* _What is needed_: Output all of the records exactly, word for word.
START Record excerpts
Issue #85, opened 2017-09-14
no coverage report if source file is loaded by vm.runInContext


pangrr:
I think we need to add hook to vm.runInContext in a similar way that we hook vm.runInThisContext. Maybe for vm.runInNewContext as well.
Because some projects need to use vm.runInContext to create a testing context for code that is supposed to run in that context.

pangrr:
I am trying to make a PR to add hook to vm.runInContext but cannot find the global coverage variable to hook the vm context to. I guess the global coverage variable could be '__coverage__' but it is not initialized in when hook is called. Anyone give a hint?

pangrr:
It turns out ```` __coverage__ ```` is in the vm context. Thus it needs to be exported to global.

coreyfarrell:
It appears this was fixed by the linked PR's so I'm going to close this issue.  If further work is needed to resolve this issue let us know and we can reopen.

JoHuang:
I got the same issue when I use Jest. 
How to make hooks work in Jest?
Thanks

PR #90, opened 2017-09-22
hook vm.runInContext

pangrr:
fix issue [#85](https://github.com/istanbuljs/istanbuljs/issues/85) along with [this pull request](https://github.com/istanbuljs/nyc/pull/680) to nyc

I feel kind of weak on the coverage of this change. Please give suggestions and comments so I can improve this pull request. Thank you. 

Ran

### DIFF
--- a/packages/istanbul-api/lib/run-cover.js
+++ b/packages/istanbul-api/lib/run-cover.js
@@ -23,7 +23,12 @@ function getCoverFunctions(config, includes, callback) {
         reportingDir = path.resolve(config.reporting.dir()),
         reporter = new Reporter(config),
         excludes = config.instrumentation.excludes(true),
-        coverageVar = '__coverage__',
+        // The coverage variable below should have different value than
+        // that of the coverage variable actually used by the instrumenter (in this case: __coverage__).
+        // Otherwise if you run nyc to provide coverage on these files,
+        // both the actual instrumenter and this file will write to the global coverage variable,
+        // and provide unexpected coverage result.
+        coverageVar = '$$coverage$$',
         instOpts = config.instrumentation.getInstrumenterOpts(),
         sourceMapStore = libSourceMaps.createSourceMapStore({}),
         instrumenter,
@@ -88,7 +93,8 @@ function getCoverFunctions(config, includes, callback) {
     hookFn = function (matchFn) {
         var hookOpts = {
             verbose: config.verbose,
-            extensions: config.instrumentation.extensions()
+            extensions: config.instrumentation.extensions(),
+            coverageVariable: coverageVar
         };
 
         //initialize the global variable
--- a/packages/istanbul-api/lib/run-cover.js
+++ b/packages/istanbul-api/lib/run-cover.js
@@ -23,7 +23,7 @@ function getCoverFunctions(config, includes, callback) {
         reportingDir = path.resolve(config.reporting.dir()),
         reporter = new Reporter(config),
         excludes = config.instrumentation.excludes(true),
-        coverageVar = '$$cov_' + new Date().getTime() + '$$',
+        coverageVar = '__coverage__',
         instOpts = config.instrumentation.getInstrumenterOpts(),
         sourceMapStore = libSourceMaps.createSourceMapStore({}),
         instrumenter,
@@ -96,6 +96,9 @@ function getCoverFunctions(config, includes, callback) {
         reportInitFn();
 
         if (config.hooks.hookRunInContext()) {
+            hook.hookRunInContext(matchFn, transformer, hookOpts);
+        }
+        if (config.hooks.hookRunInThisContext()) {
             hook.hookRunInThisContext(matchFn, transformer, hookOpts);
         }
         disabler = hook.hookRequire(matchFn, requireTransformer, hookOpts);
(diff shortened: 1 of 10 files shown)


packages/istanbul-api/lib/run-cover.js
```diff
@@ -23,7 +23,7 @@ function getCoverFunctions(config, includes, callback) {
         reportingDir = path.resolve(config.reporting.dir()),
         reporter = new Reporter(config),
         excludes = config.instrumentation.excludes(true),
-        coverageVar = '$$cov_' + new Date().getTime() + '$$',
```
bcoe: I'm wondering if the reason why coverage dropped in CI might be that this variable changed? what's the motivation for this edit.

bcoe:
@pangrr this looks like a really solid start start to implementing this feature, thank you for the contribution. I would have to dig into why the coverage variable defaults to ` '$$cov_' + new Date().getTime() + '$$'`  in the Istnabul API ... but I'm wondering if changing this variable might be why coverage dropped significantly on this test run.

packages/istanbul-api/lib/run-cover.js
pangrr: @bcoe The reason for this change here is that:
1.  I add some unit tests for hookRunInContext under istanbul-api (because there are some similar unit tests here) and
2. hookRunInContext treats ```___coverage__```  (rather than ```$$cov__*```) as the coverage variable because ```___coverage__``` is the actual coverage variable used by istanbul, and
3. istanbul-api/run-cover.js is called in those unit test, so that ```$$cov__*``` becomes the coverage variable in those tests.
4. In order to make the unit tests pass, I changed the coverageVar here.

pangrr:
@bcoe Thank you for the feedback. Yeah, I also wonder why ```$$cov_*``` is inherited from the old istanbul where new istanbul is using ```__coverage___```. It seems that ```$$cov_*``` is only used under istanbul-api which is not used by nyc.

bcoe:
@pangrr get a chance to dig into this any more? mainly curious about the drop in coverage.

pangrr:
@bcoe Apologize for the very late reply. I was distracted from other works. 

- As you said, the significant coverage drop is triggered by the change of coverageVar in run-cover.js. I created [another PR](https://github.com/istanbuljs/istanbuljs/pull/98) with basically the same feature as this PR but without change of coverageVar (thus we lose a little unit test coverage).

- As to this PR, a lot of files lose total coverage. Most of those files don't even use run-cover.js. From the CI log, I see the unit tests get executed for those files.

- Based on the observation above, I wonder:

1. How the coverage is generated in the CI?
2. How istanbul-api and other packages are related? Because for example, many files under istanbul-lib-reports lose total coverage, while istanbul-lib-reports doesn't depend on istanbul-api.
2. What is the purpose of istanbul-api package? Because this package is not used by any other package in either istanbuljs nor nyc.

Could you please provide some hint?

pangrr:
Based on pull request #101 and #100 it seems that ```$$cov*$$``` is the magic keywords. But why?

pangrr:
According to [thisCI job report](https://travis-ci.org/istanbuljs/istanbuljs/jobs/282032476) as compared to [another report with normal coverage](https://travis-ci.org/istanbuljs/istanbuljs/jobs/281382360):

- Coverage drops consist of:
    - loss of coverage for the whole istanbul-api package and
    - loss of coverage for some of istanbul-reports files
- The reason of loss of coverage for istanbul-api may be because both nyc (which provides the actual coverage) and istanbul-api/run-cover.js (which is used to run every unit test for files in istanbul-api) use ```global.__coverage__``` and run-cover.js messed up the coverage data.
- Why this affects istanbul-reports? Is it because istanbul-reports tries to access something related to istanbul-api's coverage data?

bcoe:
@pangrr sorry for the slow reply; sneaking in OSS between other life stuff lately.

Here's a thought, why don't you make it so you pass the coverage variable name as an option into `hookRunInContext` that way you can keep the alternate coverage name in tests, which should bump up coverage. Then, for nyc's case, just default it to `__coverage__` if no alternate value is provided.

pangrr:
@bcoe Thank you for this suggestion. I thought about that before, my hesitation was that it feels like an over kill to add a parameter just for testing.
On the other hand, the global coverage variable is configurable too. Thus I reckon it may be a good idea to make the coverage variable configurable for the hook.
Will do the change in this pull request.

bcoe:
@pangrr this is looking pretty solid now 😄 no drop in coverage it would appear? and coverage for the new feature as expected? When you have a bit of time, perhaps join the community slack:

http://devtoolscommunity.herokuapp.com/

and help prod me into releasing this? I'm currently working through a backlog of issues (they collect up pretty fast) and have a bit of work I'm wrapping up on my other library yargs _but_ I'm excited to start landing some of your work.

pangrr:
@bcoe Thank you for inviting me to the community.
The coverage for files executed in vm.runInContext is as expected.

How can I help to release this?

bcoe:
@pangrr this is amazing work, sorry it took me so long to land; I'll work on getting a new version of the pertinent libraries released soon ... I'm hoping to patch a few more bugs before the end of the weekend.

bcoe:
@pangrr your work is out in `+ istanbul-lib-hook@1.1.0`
END Record excerpts
* _Response to the task_:
Issue #85, opened 2017-09-14
no coverage report if source file is loaded by vm.runInContext


pangrr:
I think we need to add hook to vm.runInContext in a similar way that we hook vm.runInThisContext. Maybe for vm.runInNewContext as well.
Because some projects need to use vm.runInContext to create a testing context for code that is supposed to run in that context.

pangrr:
I am trying to make a PR to add hook to vm.runInContext but cannot find the global coverage variable to hook the vm context to. I guess the global coverage variable could be '__coverage__' but it is not initialized in when hook is called. Anyone give a hint?

pangrr:
It turns out ```` __coverage__ ```` is in the vm context. Thus it needs to be exported to global.

coreyfarrell:
It appears this was fixed by the linked PR's so I'm going to close this issue.  If further work is needed to resolve this issue let us know and we can reopen.

JoHuang:
I got the same issue when I use Jest. 
How to make hooks work in Jest?
Thanks

PR #90, opened 2017-09-22
hook vm.runInContext

pangrr:
fix issue [#85](https://github.com/istanbuljs/istanbuljs/issues/85) along with [this pull request](https://github.com/istanbuljs/nyc/pull/680) to nyc

I feel kind of weak on the coverage of this change. Please give suggestions and comments so I can improve this pull request. Thank you. 

Ran

### DIFF
--- a/packages/istanbul-api/lib/run-cover.js
+++ b/packages/istanbul-api/lib/run-cover.js
@@ -23,7 +23,12 @@ function getCoverFunctions(config, includes, callback) {
         reportingDir = path.resolve(config.reporting.dir()),
         reporter = new Reporter(config),
         excludes = config.instrumentation.excludes(true),
-        coverageVar = '__coverage__',
+        // The coverage variable below should have different value than
+        // that of the coverage variable actually used by the instrumenter (in this case: __coverage__).
+        // Otherwise if you run nyc to provide coverage on these files,
+        // both the actual instrumenter and this file will write to the global coverage variable,
+        // and provide unexpected coverage result.
+        coverageVar = '$$coverage$$',
         instOpts = config.instrumentation.getInstrumenterOpts(),
         sourceMapStore = libSourceMaps.createSourceMapStore({}),
         instrumenter,
@@ -88,7 +93,8 @@ function getCoverFunctions(config, includes, callback) {
     hookFn = function (matchFn) {
         var hookOpts = {
             verbose: config.verbose,
-            extensions: config.instrumentation.extensions()
+            extensions: config.instrumentation.extensions(),
+            coverageVariable: coverageVar
         };
 
         //initialize the global variable
--- a/packages/istanbul-api/lib/run-cover.js
+++ b/packages/istanbul-api/lib/run-cover.js
@@ -23,7 +23,7 @@ function getCoverFunctions(config, includes, callback) {
         reportingDir = path.resolve(config.reporting.dir()),
         reporter = new Reporter(config),
         excludes = config.instrumentation.excludes(true),
-        coverageVar = '$$cov_' + new Date().getTime() + '$$',
+        coverageVar = '__coverage__',
         instOpts = config.instrumentation.getInstrumenterOpts(),
         sourceMapStore = libSourceMaps.createSourceMapStore({}),
         instrumenter,
@@ -96,6 +96,9 @@ function getCoverFunctions(config, includes, callback) {
         reportInitFn();
 
         if (config.hooks.hookRunInContext()) {
+            hook.hookRunInContext(matchFn, transformer, hookOpts);
+        }
+        if (config.hooks.hookRunInThisContext()) {
             hook.hookRunInThisContext(matchFn, transformer, hookOpts);
         }
         disabler = hook.hookRequire(matchFn, requireTransformer, hookOpts);
(diff shortened: 1 of 10 files shown)


packages/istanbul-api/lib/run-cover.js
```diff
@@ -23,7 +23,7 @@ function getCoverFunctions(config, includes, callback) {
         reportingDir = path.resolve(config.reporting.dir()),
         reporter = new Reporter(config),
         excludes = config.instrumentation.excludes(true),
-        coverageVar = '$$cov_' + new Date().getTime() + '$$',
```
bcoe: I'm wondering if the reason why coverage dropped in CI might be that this variable changed? what's the motivation for this edit.

bcoe:
@pangrr this looks like a really solid start start to implementing this feature, thank you for the contribution. I would have to dig into why the coverage variable defaults to ` '$$cov_' + new Date().getTime() + '$$'`  in the Istnabul API ... but I'm wondering if changing this variable might be why coverage dropped significantly on this test run.

packages/istanbul-api/lib/run-cover.js
pangrr: @bcoe The reason for this change here is that:
1.  I add some unit tests for hookRunInContext under istanbul-api (because there are some similar unit tests here) and
2. hookRunInContext treats ```___coverage__```  (rather than ```$$cov__*```) as the coverage variable because ```___coverage__``` is the actual coverage variable used by istanbul, and
3. istanbul-api/run-cover.js is called in those unit test, so that ```$$cov__*``` becomes the coverage variable in those tests.
4. In order to make the unit tests pass, I changed the coverageVar here.

pangrr:
@bcoe Thank you for the feedback. Yeah, I also wonder why ```$$cov_*``` is inherited from the old istanbul where new istanbul is using ```__coverage___```. It seems that ```$$cov_*``` is only used under istanbul-api which is not used by nyc.

bcoe:
@pangrr get a chance to dig into this any more? mainly curious about the drop in coverage.

pangrr:
@bcoe Apologize for the very late reply. I was distracted from other works. 

- As you said, the significant coverage drop is triggered by the change of coverageVar in run-cover.js. I created [another PR](https://github.com/istanbuljs/istanbuljs/pull/98) with basically the same feature as this PR but without change of coverageVar (thus we lose a little unit test coverage).

- As to this PR, a lot of files lose total coverage. Most of those files don't even use run-cover.js. From the CI log, I see the unit tests get executed for those files.

- Based on the observation above, I wonder:

1. How the coverage is generated in the CI?
2. How istanbul-api and other packages are related? Because for example, many files under istanbul-lib-reports lose total coverage, while istanbul-lib-reports doesn't depend on istanbul-api.
2. What is the purpose of istanbul-api package? Because this package is not used by any other package in either istanbuljs nor nyc.

Could you please provide some hint?

pangrr:
Based on pull request #101 and #100 it seems that ```$$cov*$$``` is the magic keywords. But why?

pangrr:
According to [thisCI job report](https://travis-ci.org/istanbuljs/istanbuljs/jobs/282032476) as compared to [another report with normal coverage](https://travis-ci.org/istanbuljs/istanbuljs/jobs/281382360):

- Coverage drops consist of:
    - loss of coverage for the whole istanbul-api package and
    - loss of coverage for some of istanbul-reports files
- The reason of loss of coverage for istanbul-api may be because both nyc (which provides the actual coverage) and istanbul-api/run-cover.js (which is used to run every unit test for files in istanbul-api) use ```global.__coverage__``` and run-cover.js messed up the coverage data.
- Why this affects istanbul-reports? Is it because istanbul-reports tries to access something related to istanbul-api's coverage data?

bcoe:
@pangrr sorry for the slow reply; sneaking in OSS between other life stuff lately.

Here's a thought, why don't you make it so you pass the coverage variable name as an option into `hookRunInContext` that way you can keep the alternate coverage name in tests, which should bump up coverage. Then, for nyc's case, just default it to `__coverage__` if no alternate value is provided.

pangrr:
@bcoe Thank you for this suggestion. I thought about that before, my hesitation was that it feels like an over kill to add a parameter just for testing.
On the other hand, the global coverage variable is configurable too. Thus I reckon it may be a good idea to make the coverage variable configurable for the hook.
Will do the change in this pull request.

bcoe:
@pangrr this is looking pretty solid now 😄 no drop in coverage it would appear? and coverage for the new feature as expected? When you have a bit of time, perhaps join the community slack:

http://devtoolscommunity.herokuapp.com/

and help prod me into releasing this? I'm currently working through a backlog of issues (they collect up pretty fast) and have a bit of work I'm wrapping up on my other library yargs _but_ I'm excited to start landing some of your work.

pangrr:
@bcoe Thank you for inviting me to the community.
The coverage for files executed in vm.runInContext is as expected.

How can I help to release this?

bcoe:
@pangrr this is amazing work, sorry it took me so long to land; I'll work on getting a new version of the pertinent libraries released soon ... I'm hoping to patch a few more bugs before the end of the weekend.

bcoe:
@pangrr your work is out in `+ istanbul-lib-hook@1.1.0`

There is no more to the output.